Despite the evidence that having a niche is the best way for a blogger to grow their audience and their revenue, there are many writers out there who want to cover multiple niches. So, what happens if you have a multi-niche blog?
That’s something we’ll look at today.
It’s something I’ve done in the past. Whether it’s through residual income sites that cover multiple niches or it’s on my own blog, I’ve tried jumping between different niches that I viewed as being profitable.
And you know what happened? I failed!
Well, I didn’t “fail” as a writer because I’m still here. I failed to build my income in the way I wanted. But I didn’t choose to break away from the multi-niche focus by choice. It was all an accident, which is why I realized that niche blogs are the way to go.
There are some multi-niche blogs that work
Of course, there are websites out there that have grown covering multiple niches. You just have to look at news websites that cover various topics.
However, these are very different to your own blog. The “news” is their niche, and they cover the news across a variety of topics that people are interested in. These topics are divided up into easy-to-find categories, but they all still remain newsworthy or buzzworthy.
Then there are the residual income sites. Some of them are relatively big in the writing world. They’re not that big in the reader world.
People don’t tend to keep the blog or website in mind when they find your content. They’re not likely to come back for the site. It’s only if they find your content in their Google search.
That’s simply how a multi-niche blog can work. It’s all about particular topics happening to come up in a search or because there is a niche within the multi-niche.
So, why doesn’t a multi-niche blog work the way people want it to? Why is it time to start narrowing down your options?
Let’s take a look.
Readers get confused with your blog
The biggest issue is keeping readers coming back. You can’t build an audience if you’re not consistent, and not just in terms of getting content out there on a regular basis.
You need to be consistent on the topic of your content.
If you write about photography one day and then cover dog walking the next, it’s going to be difficult for your readers to keep track. Well, unless you’re talking about taking photos while dog walking, but is that really your plan?
How about you’re covering weight loss one day and then jumping into talking about a piece of computer software the next?
Your blog doesn’t know what it wants to be. And your readers don’t either.
Those who came for the photography post will look through your past content. What else have you covered? If it’s been about anything other than something that links to photography, your reader will start to get confused. If there’s absolutely nothing that connects to photography, you’ve lost that reader.

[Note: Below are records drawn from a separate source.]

PR #195, opened 2021-04-22
Testing windows ci :)

danielabrozzoni:


src/daemon/jsonrpc/server.rs
```diff
@@ -87,13 +87,15 @@ fn read_bytes_from_stream(stream: &mut dyn io::Read) -> Result<Option<Vec<u8>>,
...
+                        // Interrupted? Let's try again
+                        continue;
+                    }
+                    io::ErrorKind::ConnectionReset
                     | io::ErrorKind::ConnectionAborted
                     | io::ErrorKind::BrokenPipe => {
-                        // Try again on interruption or disconnection. In the latter case we'll
-                        // remove the stream anyways.
-                        continue;
+                        // Something strange happened, but it's not fatal
```
darosior, line 97: It's not "something strange", they just closed on their end :)

danielabrozzoni: Yeah the previous comment made me wonder if something different had to happen on disconnection ("we'll remove the stream anyways"?), but you're right

danielabrozzoni:
Closing, I needed it just for testing anyway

I know plenty of writers who say they love to read multi-niche blogs because they love a variety of content. This is often because they’re looking at sites as a writer more than as a general person. The general public tends to want the same topic across the blog.
There is a way to make the multi-niche blog work, though. Overall, all your content works for the same audience but covers a few different things.
So, you have a photography blog where you offer tips on taking a great landscape photo. The post after that is a review for a camera. The one after that is software review for editing your photos. After that, you show off the photos you’ve taken while walking your dog.
All those posts cover a few different niches: photography, product reviews, dog walking. At the same time, they are all geared toward the same audience.
It’s hard to follow a multi-niche blog
Let’s be honest, though, unless you find a way to make the multiple niches roll into one, it’s going to be hard to create a following.
You want people to sign up to your email list. This is the best way to keep your audience. You’re not at the mercy of the ever-changing social media and search engine rules.
How are people going to sign up to your email newsletter if you don’t have one particular niche? How do they know that your next email is going to cover the topic they’ve come to your blog for? You send three emails that are all over the place, covering different topics, and the subscribers will unsubscribe.
The same happens on social media.
You set up accounts for your blog under the blog name. Great, now people can follow you when they find a post they love. But then your next 10 blog posts have nothing to do with the first one you wrote about.
They’re going to stop following you. Your blog doesn’t offer them any value.
You’re not going to create the following of your dreams, which directly affects your revenue.
It’s harder to sell products
You may think that covering multiple niches will help you sell products. That’s certainly not the case.
In the end, you’ll find it harder to sell products.
So, there are plenty that you can offer, but it’s harder to encourage people to buy. People buy as they become loyal to you, as they come to trust you. If you’ve not created that following, you won’t create the loyalty and trust.
This leads to them not knowing if that review you’ve just published is an honest one. How do they know you really own that camera you’re promoting? You could have had a friend snap a few pictures or wrongly got them off Google.
You’ll also jump from product to product. The best way to make affiliate marketing work is to only promote specific products—the ones that you use regularly. You can’t do that if you’re always jumping between topics.
You don’t get the sales you want, so you don’t get the revenue you want.
Your multi-niche blog isn’t working.